Bureau of Special Investigation

Agency overview
- Formed: 1951; 75 years ago
- Type: Bureau
- Jurisdiction: Myanmar
- Headquarters: Naypyidaw
- Agency executive: Maung Maung Kyaw, Director General;
- Parent agency: Ministry of Home Affairs
- Website: bsi.gov.mm

= Bureau of Special Investigation =

Government agency of Myanmar

The Bureau of Special Investigation (အထူးစုံစမ်းစစ်ဆေးရေးဦးစီးဌာန; BSI) is the premier national civilian intelligence and security agency within the state security architecture of the Republic of the Union of Myanmar, operating under the administrative purview of the Ministry of Home Affairs (MOHA) and uniquely tasked with executing strategic intelligence and deniable operations.

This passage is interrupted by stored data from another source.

PR #267, opened 2020-09-21
CPD-183: Added ASG rotation plugin.

AbhishekRana95:
Change: minor
Purpose: feature

### Manual review steps:

1. For pointing the changes for local environment of moonshot gem: [How to specify local Ruby gems in your Gemfile](https://rossta.net/blog/how-to-specify-local-ruby-gems-in-your-gemfile.html)
2. Once the above step is up and working, include the plugin in cloud-database-worker repo in Moonfile.rb by adding `c.plugins << Moonshot::Plugins::RotateAsgInstances.new` to the file.
3. Update the AMIMap key in `cdb-worker.json` and change the AMIs.
4. Run `cd cloud-database-worker && bundle exec moonshot update`
5. Open the aws console and go to `CloudFormation > Stacks > cdb-worker-dev-#{stack_name}` where stack_name is your worker stack.
6. Go to the ASG of the stack and check the old instances are removed and new instances are attached with the updated launch configuration for ASG.

> We should also verify that the outdated instances currently in the ASG are stopped correctly.

### DIFF
--- a/docs/plugins/rotate_asg_instances.md
+++ b/docs/plugins/rotate_asg_instances.md
@@ -1,0 +1,26 @@
+# Rotate ASG Instances Plugin
+
+## Overview
+The rotate ASG instances plugin rotates the outdated instances in Auto Scaling Groups. It compares the launch configuration and sees if any outdated instances are present. It detaches the instances first then shuts down the instance and waits for a new instance to replace the outdated one in ASG then proceeds to the next outdated instance.
+
+After all outdated instances are shutdown successfully, it terminates them and reaps the associated volumes.
+
+## Usage
+It allows gracefully shutting down each instance instead of terminating them and killing all the running processes.
+
+## Configuration
+The plugin uses the ssh username specified in the `MOONSHOT_SSH_USER` or the `LOGNAME` environment variable for logging into the ASG instances to shutdown. The value should be the username with which you have the access to the instances. For example:
+```ruby
+export MOONSHOT_SSH_USER=abhishek.rana
+```
+
+The plugin needs no additional configuration parameters:
+
+## Example
+```ruby
+Moonshot.config do |c|
+  # ...
+  c.plugins << Moonshot::Plugins::RotateAsgInstances.new
+  # ...
+end
+```
--- a/lib/plugins/rotate_asg_instances.rb
+++ b/lib/plugins/rotate_asg_instances.rb
@@ -1,0 +1,17 @@
+# frozen_string_literal: true
+
+require 'aws-sdk'
+require_relative 'rotate_asg_instances/asg'
+
+module Moonshot
+  module Plugins
+    # Rotate ASG instances after update.
+    class RotateAsgInstances
+      def post_update(resources)
+        asg = ASG.new(resources)
+        asg.rotate_asg_instances
+        asg.teardown_outdated_instances
+      end
+    end
+  end
+end
--- a/lib/plugins/rotate_asg_instances/asg.rb
+++ b/lib/plugins/rotate_asg_instances/asg.rb
@@ -1,0 +1,238 @@
+require 'moonshot/ssh_fork_executor'
+
+module Moonshot
+  class ASG # rubocop:disable Metrics/ClassLength
+    include Moonshot::CredsHelper
+
+    def initialize(resources)
+      @resources = resources
+      @ilog = @resources.ilog
+      @ssh_user = ENV['MOONSHOT_SSH_USER'] || ENV['LOGNAME']
+    end
+
+    def asg
+      @asg ||=
+        Aws::AutoScaling::AutoScalingGroup.new(name: physical_resource_id)
+    end
+
+    def rotate_asg_instances
+      @ilog.start_threaded('Rotating ASG instances...') do |step|
+        @step = step
+        @volumes_to_delete = outdated_volumes(outdated_instances)
+        @shutdown_instances = cycle_instances(outdated_instances)
+        @step.success('ASG instances rotated successfully!')
+      end
+    end
+
+    def teardown_outdated_instances
+      @ilog.start_threaded('Tearing down outdated instances...') do |step|
+        @step = step
+        terminate_instances(@shutdown_instances)
+        reap_volumes(@volumes_to_delete)
+        @step.success('Outdated instances removed successfully!')
+      end
+    end
+
+    def physical_resource_id
+      @resources.controller.stack
+                .resources_of_type('AWS::AutoScaling::AutoScalingGroup')
+                .first.physical_resource_id
+    end
+
+    def outdated_instances
+      @outdated_instances ||=
+        asg.instances.reject do |i|
+          i.launch_configuration_name == asg.launch_configuration_name
+        end
+    end
+
+    private
+
+    def outdated_volumes(outdated_instances)
+      volumes = []
+      outdated_instances.each do |i|
+        begin
+          inst = Aws::EC2::Instance.new(id: i.id)
+          volumes << inst.block_device_mappings.first.ebs.volume_id
+        rescue StandardError => e
+          # We're catching all errors here, because failing to reap a volume
+          # is not a critical error, will not cause issues with the update.
+          @step.failure('Failed to get volumes for instance '\
+                    "#{i.instance_id}: #{e.message}")
+        end
+      end
+      volumes
+    end
+
+    # Cycle the instances in the ASG.
+    #
+    # Each instance will be detached one at a time, waiting for the new instance
+    # to be ready before stopping the worker and terminating the instance.
+    #
+    # @param instances [Array] (outdated instances)
+    #   List of instances to cycle. Defaults to all instances with outdated
+    #   launch configurations.
+    # @return [Array] (array of Aws::AutoScaling::Instance)
+    #   List of shutdown instances.
+    def cycle_instances(outdated_instances)
+      shutdown_instances = []
+
+      if outdated_instances.empty?
+        @step.success('No instances cycled!')
+        return []
+      end
+
+      @step.success("Cycling #{outdated_instances.size} " \
+                    "of #{asg.instances.size} instances in " \
+                    "#{physical_resource_id}...")
+
+      # Iterate over the instances in the stack, detaching and terminating each
+      # one.
+      outdated_instances.each do |i|
+        next if %w(Terminating Terminated).include?(i.lifecycle_state)
+
+        wait_for_instance(i)
+        detach_instance(i)
+
+        @step.success("Shutting down #{i.instance_id}")
+        shutdown_instance(i.instance_id)
+        shutdown_instances << i
+      end
+
+      @step.success('All instances cycled.')
+
+      shutdown_instances
+    end
+
+    # Waits for an instance to reach a ready state.
+    #
+    # @param instance [Aws::AutoScaling::Instance] Auto scaling instance to wait
+    #   for.
+    def wait_for_instance(instance, state = 'InService')
+      instance.wait_until(max_attempts: 60, delay: 10) do |i|
+        i.lifecycle_state == state
+      end
+    end
+
+    # Detach an instance from its ASG. Re-attach if failed.
+    #
+    # @param instance [Aws::AutoScaling::Instance] Instance to detach.
+    def detach_instance(instance)
+      @step.success("Detaching instance: #{instance.instance_id}")
+
+      # If the ASG can't be brought up to capacity, re-attach the instance.
+      begin
+        instance.detach(should_decrement_desired_capacity: false)
+        @step.success('- Waiting for the AutoScaling '\
+                     'Group to be up to capacity')
+        wait_for_capacity
+      rescue StandardError => e
+        @step.failure("Error bringing the ASG up to capacity: #{e.message}")
+        @step.failure("Attaching instance: #{instance.instance_id}")
+        reattach_instance(instance)
+        raise e
+      end
+    end
+
+    # Re-attach an instance to its ASG.
+    #
+    # @param instance [Aws::AutoScaling::Instance] Instance to re-attach.
+    def reattach_instance(instance)
+      instance.load
+      return unless instance.data.nil? \
+        || %w(Detached Detaching).include?(instance.lifecycle_state)
+
+      until instance.data.nil? || instance.lifecycle_state == 'Detached'
+        sleep 10
+        instance.load
+      end
+      instance.attach
+    end
+
+    # Terminate instances.
+    #
+    # @param instances [Array] (instances for termination)
+    #   List of instances to terminate. Defaults to all instances with outdated
+    #   launch configurations.
+    def terminate_instances(outdated_instances)
+      if outdated_instances.any?
+        @step.continue(
+          "Terminating #{outdated_instances.size} outdated instances..."
+        )
+      end
+      outdated_instances.each do |asg_instance|
+        instance = Aws::EC2::Instance.new(asg_instance.instance_id)
+        begin
+          instance.load
+        rescue Aws::EC2::Errors::InvalidInstanceIDNotFound
+          next
+        end
+
+        next unless %w(stopping stopped).include?(instance.state.name)
+
+        instance.wait_until_stopped
+
+        @step.continue("Terminating #{instance.instance_id}")
+        instance.terminate
+      end
+    end
+
+    def reap_volumes(volumes)
+      volumes.each do |volume_id|
+        begin
+          @step.continue("Deleting volume: #{volume_id}")
+          ec2_client(region: ENV['AWS_REGION'])
+            .delete_volume(volume_id: volume_id)
+        rescue StandardError => e
+          # We're catching all errors here, because failing to reap a volume
+          # is not a critical error, will not cause issues with the release.
+          @step.failure("Failed to delete volume #{volume_id}: #{e.message}")
+        end
+      end
+    end
+
+    # Waits for the ASG to reach the desired capacity.
+    def wait_for_capacity
+      @step.continue(
+        'Replacing outdated instances with new instances for the AutoScaling Group...'
+      )
+      # While we wait for the asg to reach capacity, report instance statuses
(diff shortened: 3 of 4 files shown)


docs/plugins/rotate_worker_instances.md
```diff
@@ -0,0 +1,19 @@
+# Dynamic template plugin
```
borsothy, line 1: I believe this was accidentally left unchanged after a copy-paste.

docs/plugins/rotate_worker_instances.md
```diff
@@ -0,0 +1,19 @@
...
+
+## Overview
+The rotate worker instances plugins rotates the outdated instances in Auto Scaling Group. It compares the launch congiguration and see if any outdated instances are present. It detaches the instances first, then drain the workflows so that the instances should complete any pending jobs and not take any new tasks. After shutting down the instance it waits for new instance to replace the outdated one in ASG then proceed for the next outdated instance.
```
borsothy, line 4: Workflow draining is a feature of our AMI, this logic doesn't include that.

lib/plugins/rotate_worker_lib/asg.rb
```diff
@@ -0,0 +1,252 @@
+require_relative 'system'
+
+module Moonshot
+  class ASG # rubocop:disable Metrics/ClassLength
+    include Moonshot::CredsHelper
+
+    def initialize(resources)
+      @resources = resources
+      @ilog = @resources.ilog
+      @ssh_user = ENV['CDB_CI_USER'] || ENV['LOGNAME']
```
borsothy, line 10: "CDB_CI_USER" is specific to another service, we should remove that.

lib/plugins/rotate_worker_lib/asg.rb
```diff
@@ -0,0 +1,252 @@
...
+    def instances
+      asg.instances
+    end
+
+    # Retrieves the current ASG launch configuration name.
+    #
+    # @return [String]
+    def launch_configuration_name
+      asg.launch_configuration_name
+    end
```
borsothy, line 53: I don't feel strongly, but these wrapper methods look a bit unneccessary.

lib/plugins/rotate_worker_lib/asg.rb
```diff
@@ -0,0 +1,252 @@
...
+          i.lifecycle_state == 'InService'
+        end
+        instances_up.length == a.desired_capacity
+      end
+      @step.success('AutoScaling Group up to capacity!')
+    end
+
+    # Shuts down an instance, waiting for the worker to stop processing requests
+    # first. We do this instead of using the API so that
+    # services will be stopped properly.
```
borsothy, line 231: Phrases "API" and "worker" are specific to a service, we should remove these.

spec/moonshot/plugins/asg.rb
```diff
@@ -0,0 +1,285 @@
...
+      stub_cf_client
+    end
+    context 'when CDB_CI_USER is not defined' do
+      it 'uses LOGNAME for ssh_user' do
+        ENV['LOGNAME'] = 'SemiCoolDude'
+        ENV.delete('CDB_CI_USER')
+        expect(subject.instance_variable_get(:@ssh_user))
+          .to eq('SemiCoolDude')
+      end
+    end
```
borsothy, line 124: Please rename/remove everything related to "CDB_CI_USER".

borsothy (changes requested):

AbhishekRana95:
@borsothy I have addressed all your comments. Please let me know if anything else needs to be changed.

lib/plugins/rotate_worker_lib/asg.rb
borsothy: I just realized you use these terminologies in the name of the plugin too, let's remove that as well.

AbhishekRana95: Yes makes sense

docs/plugins/rotate_asg_instances.md
```diff
@@ -0,0 +1,24 @@
+# Rotate ASG Instances Plugin
+
+## Overview
+The rotate ASG instances plugin rotates the outdated instances in Auto Scaling Group. It compares the launch congiguration and see if any outdated instances are present. It detaches the instances first then shuts down the instance and waits for a new instance to replace the outdated one in ASG then proceed for the next outdated instance.
```
stephenthedev, line 4:
```suggestion
The rotate ASG instances plugin rotates the outdated instances in Auto Scaling Groups. It compares the launch configuration and see if any outdated instances are present. It detaches the instances first then shuts down the instance and waits for a new instance to replace the outdated one in ASG then proceeds to the next outdated instance.
```

docs/plugins/rotate_asg_instances.md
```diff
@@ -0,0 +1,24 @@
...
+
+After all outdated instances are shutdown successfully. It terminates the outdated instances and reap the volumes.
```
stephenthedev, line 6:
```suggestion
After all outdated instances are shutdown successfully, it terminates them and reaps the associated volumes.
```

docs/plugins/rotate_asg_instances.md
```diff
@@ -0,0 +1,24 @@
...
+
+## Usage and configuration
+
+The plugin uses ENV['MOONSHOT_SSH_USER'] for logging into the ASG instances to shutdown. If ENV['MOONSHOT_SSH_USER'] is not set it uses ENV['LOGNAME'] for ssh purpose. The value should be the username with which you have the access to the instances. For example:
```
stephenthedev, line 10:
```suggestion
The plugin uses the ssh username specified in the `MOONSHOT_SSH_USER` or the `LOGNAME` environment variable for logging into the ASG instances to shutdown. The value should be the username with which you have the access to the instances. For example:
```

lib/plugins/rotate_asg_instances.rb
```diff
@@ -0,0 +1,17 @@
+# frozen_string_literal: true
```
stephenthedev, line 1: Do we need this?

lib/plugins/rotate_asg_instances.rb
```diff
@@ -0,0 +1,17 @@
...
+
+require 'aws-sdk'
+require_relative 'rotate_asg_instances_lib/asg'
+
+module Moonshot
+  module Plugins
+    # Rotate ASG instances after update.
```
stephenthedev, line 8: This comment seems to be already explained (yay readable code). Do we need it?

lib/plugins/rotate_asg_instances_lib/asg.rb
```diff
@@ -0,0 +1,239 @@
...
+        @step.success('ASG instances rotated successfully.')
+      end
+    end
+
+    def teardown_outdated_instances
+      @ilog.start_threaded('Tearing down outdated instances...') do |step|
+        @step = step
+        terminate_instances(@shutdown_instances)
+        reap_volumes(@volumes_to_delete)
+        @step.success('Outdated instances removed successfully!')
```
stephenthedev, line 31: Nit: This one uses ! at the end, and the other messages don't 😂 Let's be positive everywhere! lol

lib/plugins/rotate_asg_instances_lib/asg.rb
```diff
@@ -0,0 +1,239 @@
...
+      end
+    end
+
+    def name
+      @resources.controller.stack
+                .resources_of_type('AWS::AutoScaling::AutoScalingGroup')
+                .first.physical_resource_id
```
stephenthedev, line 38: Out of naivity, is this actually the name of the autoscaling group, or should we update this method name?

lib/plugins/rotate_asg_instances_lib/asg.rb
```diff
@@ -0,0 +1,239 @@
...
+
+    def outdated_instances
+      asg.instances.reject do |i|
+        i.launch_configuration_name == asg.launch_configuration_name
+      end
+    end
+
+    private
+
+    def outdated_volumes(instances = outdated_instances)
```
stephenthedev, line 49: Is there a reason we expose the option to pass a different set of instances other than just calling `outdated_instances` within the function block?

lib/plugins/rotate_asg_instances_lib/asg.rb
```diff
@@ -0,0 +1,239 @@
...
+    #
+    # Each instance will be detached one at a time, waiting for the new instance
+    # to be ready before stopping the worker and terminating the instance.
+    #
+    # @param instances [Array] (outdated instances)
+    #   List of instances to cycle. Defaults to all instances with outdated
+    #   launch configurations.
+    # @return [Array] (array of Aws::AutoScaling::Instance)
+    #   List of shutdown instances.
+    def cycle_instances(instances = outdated_instances)
```
stephenthedev, line 75: Same comment here about the method params :-)

lib/plugins/rotate_asg_instances_lib/system.rb
```diff
@@ -0,0 +1,80 @@
+class System
```
kaushik, line 1: Can you check if https://github.com/acquia/moonshot/blob/master/lib/moonshot/ssh_fork_executor.rb can be used instead of adding this new class?

kaushik (changes requested):
I was looking around and found https://github.com/acquia/moonshot/blob/ab44b072e82747eccddb59b6afc081b4ae5524d7/docs/plugins/asg_rollout.md. I could not dig deeper, but can you take a look that plugin and check if we are not duplicating the same behaviour or if we can extend it's behaviour.

lib/plugins/rotate_asg_instances.rb
pdrakeweb: This is community-accepted code style.  I think we should leave it.

lib/plugins/rotate_asg_instances.rb
pdrakeweb: This is community-accepted code style.  I think we should leave it.

lib/plugins/rotate_asg_instances_lib/asg.rb
pdrakeweb: Agreed.  We should just use `outdated_instances`.

pdrakeweb (commented):
Looks good.  I think this will be in good shape when the comments are addressed. 👍

lib/plugins/rotate_asg_instances_lib/asg.rb
AbhishekRana95: Agreed

AbhishekRana95:
> I was looking around and found https://github.com/acquia/moonshot/blob/ab44b072e82747eccddb59b6afc081b4ae5524d7/docs/plugins/asg_rollout.md. I could not dig deeper, but can you take a look that plugin and check if we are not duplicating the same behaviour or if we can extend it's behaviour.

This asg_rollout is introducing a new instance in ASG first and then removing the old instance. Let me see if I am able to reuse this and if not then find the reason why. Thank you for pointing this out @kaushik 💯

AbhishekRana95:
> > I was looking around and found https://github.com/acquia/moonshot/blob/ab44b072e82747eccddb59b6afc081b4ae5524d7/docs/plugins/asg_rollout.md. I could not dig deeper, but can you take a look that plugin and check if we are not duplicating the same behaviour or if we can extend it's behaviour.
> 
> This asg_rollout is introducing a new instance in ASG first and then removing the old instance. Let me see if I am able to reuse this and if not then find the reason why. Thank you for pointing this out @kaushik 💯

@kaushik there is a case in this that suppose there is no outdated instances in the ASG at the moment and we run `bundle exec moonshot update` in the repo. What happens is it first increase the desired capacity by 1, wait for and add an instance and then start the logic where it finds the outdated instances if not then what it does is that it decreases the capacity by 1 i.e. getting it back to normal. When the capacity is brought back to normal what AWS does is it terminates one of the instance in respond to the change and this termination is not doing it in the way we want and doing it according to the AWS termination logic which might lead to abruptly stopping the instance which might be executing some workflow at the time.

Let me know your thoughts on this 🤔

lib/plugins/rotate_asg_instances_lib/asg.rb
AbhishekRana95: We can change it to `physical_resource_it`

lib/plugins/rotate_asg_instances_lib/system.rb
AbhishekRana95: I think this class has way more to provide than the `ssh_fork_executor` and the implementation is also different in `ssh_fork_executor`. We can add this class 💭

pdrakeweb (approved):

lib/plugins/rotate_asg_instances/asg.rb
```diff
@@ -0,0 +1,237 @@
...
+
+    def outdated_instances
+      asg.instances.reject do |i|
+        i.launch_configuration_name == asg.launch_configuration_name
+      end
+    end
+
+    private
+
+    def outdated_volumes(instances = outdated_instances)
```
kaushik, line 49: Re raising the comment that we can skip the argument here and directly using outdated_instances inside the method.

lib/plugins/rotate_asg_instances/asg.rb
```diff
@@ -0,0 +1,237 @@
...
+    #
+    # Each instance will be detached one at a time, waiting for the new instance
+    # to be ready before stopping the worker and terminating the instance.
+    #
+    # @param instances [Array] (outdated instances)
+    #   List of instances to cycle. Defaults to all instances with outdated
+    #   launch configurations.
+    # @return [Array] (array of Aws::AutoScaling::Instance)
+    #   List of shutdown instances.
+    def cycle_instances(instances = outdated_instances)
```
kaushik, line 75: Same comment as above

lib/plugins/rotate_asg_instances/asg.rb
kaushik: It means updating the outdated_instances method too.
```ruby
        def outdated_instances
          @outdated_instances ||= asg.instances.reject do |i|
            i.launch_configuration_name == asg.launch_configuration_name
         end
       end
```

kaushik (dismissed):

lib/plugins/rotate_asg_instances_lib/system.rb
kaushik: @AbhishekRana95 It doesn't look like we are using any of the additional functionality that is present in the class you added. We should just use the method already in moonshot if that will do what we need.

AbhishekRana95: @kaushik used `ssh_fork_executor` for exec functionality.

lib/plugins/rotate_asg_instances/asg.rb
AbhishekRana95: Made the changes suggested here.

glofishh:
Manually reviewed! Verified instance was properly stopped, removed, and rotated.

**Console output**
```
|gloria.lee| |cloudservicesdev| (master)$ [2020/10/12-16:22:03]\ in ~/Desktop/Database/cloud-database-worker
  → bundle exec moonshot update -n dev-gloria1
[ ✓ ] [ 0m 0s ] Using existing KMS Key for ParameterKMS!
[ ✓ ] [ 0m 1s ] Using previous encrypted value for NewRelicLicenseKey.
[ ✓ ] [ 0m 12s ] ChangeSet moonshot-cdb-worker-dev-gloria1-1602534307 ready!
* Modify LaunchConfig (AWS::AutoScaling::LaunchConfiguration)
 - Will be replaced
 - Caused by template change (Properties: ImageId)
* Modify WorkerASG (AWS::AutoScaling::AutoScalingGroup)
 - May be replaced (Conditional)
 - Caused by LaunchConfig (ResourceReference)
Apply changes? yes
[ ✓ ] [ 0m 0s ] Executed ChangeSet moonshot-cdb-worker-dev-gloria1-1602534307 for CloudFormation Stack cdb-worker-dev-gloria1.
[ ✓ ] [ 0m 22s ] CloudFormation Stack cdb-worker-dev-gloria1 successfully updated.
[ ✓ ] [ 0m 1s ] CodeDeploy Application cdb-worker-dev-gloria1 already exists.
[ ✓ ] [ 0m 0s ] CodeDeploy CodeDeploy Deployment Group cdb-worker-dev-gloria1 already exists.
[ ✓ ] [ 0m 0s ] AutoScaling Group(s) up to capacity!
[ ✓ ] [ 0m 1s ] Uploading 'cdb-worker_1602534353_gloria.lee.tar.gz' to 'cdb-stack-resource-backups-dev' succeeded.
[ ✓ ] [ 4m 25s ] ASG instances rotated successfully!
[ ✓ ] [ 0m 2s ] Outdated instances removed successfully!
```

**In AWS console**

_Before update_
asg_new

_After update_
Outdated instance successfully shut down:
asg_deleted
New instance created/rotation completed:
asg_new

glofishh (approved):

kaushik (approved):

glofishh:
Ran `rls-test-dev` -- _failed_.
https://cloud-data.jenkins.r53.ahdev.co/job/rls-test-dev/490/

Looked into the error and it's the same one I was getting locally during manual testing when my `MOONSHOT_SSH_USER` was set to my `CDB_CI_USER`.

I think what _might_ be the problem here is that despite defining the `MOONSHOT_SSH_USER` in the moonshot repo, the `@ssh_user` is being set to the `CDB_CI_USER` during release in a couple of places in API:

- [tools>release>asg.rb](https://github.com/acquia/cloud-database-api/blob/827bbabae6fac6c84b3968f6a6d1814b0afdd532/lib/acquia/cloud/data/tools/release/asg.rb#L28).
-  [jenkins groovy for release-test](https://github.com/acquia/cloud-database-api/blob/827bbabae6fac6c84b3968f6a6d1814b0afdd532/jenkins/release-test.groovy#L46)

If this is the cause, we might need to do some additional work around getting the env variable `MOONSHOT_SSH_USER` properly exported for a release?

The Bureau's statutory mandate centers on safeguarding internal security and regime survival through the systematic collection, synthesis, and analysis of multi-source strategic intelligence. To proactively mitigate macro-level threats, the BSI is empowered to conduct high-stakes clandestine intelligence gathering and covert counter-revolutionary countermeasures. By leveraging advanced technological surveillance alongside deeply embedded human intelligence (HUMINT) networks, the agency plays a decisive role in the systematic suppression and neutralization of political dissidence and anti-regime elements, thereby preserving the state's sovereign control.

The Bureau constitutes one of the three foundational pillars within the Myanmar Intelligence Community, positioned alongside the Office of the Chief of Military Security Affairs (OCMSA) and the Special Intelligence Department (SID). Within this strategic security architecture, the Bureau's specific statutory mandate encompasses high-stakes clandestine and covert operations, counterintelligence, counter-revolutionary countermeasures, intelligence-led counterterrorism, and the protection of classified civilian government assets.

Central to its operational utility is the systematic generation of intelligence assessments to mitigate national security threats, the preservation of internal security, and the deployment of advanced surveillance networks for the neutralization of political dissidence. Furthermore, the Bureau retains specialized jurisdiction over the interdiction of advanced economic crimes and systemic corruption among civil servants, leveraging financial intelligence to safeguard the state's economic stability.

The Bureau of Special Investigation (BSI) serves as the central node of the national intelligence apparatus, legally mandated to coordinate all domestic intelligence activities under civilian law enforcement authority. Administratively accountable directly to the Minister of Home Affairs, the Bureau is constitutionally tasked with the architecture and optimization of internal security frameworks through advanced multi-source intelligence production and counterintelligence optimization.

The Bureau's specialized operational portfolio encompasses high-stakes clandestine and covert operations, counter-revolutionary countermeasures, and intelligence-led counterterrorism. In mitigating macro-level and hybrid threats, the BSI executes rigorous strategic threat assessments, manages high-profile criminal investigations, and conducts political and irregular warfare support operations, while driving intelligence-led counterinsurgency initiatives to destabilize asymmetric adversary networks.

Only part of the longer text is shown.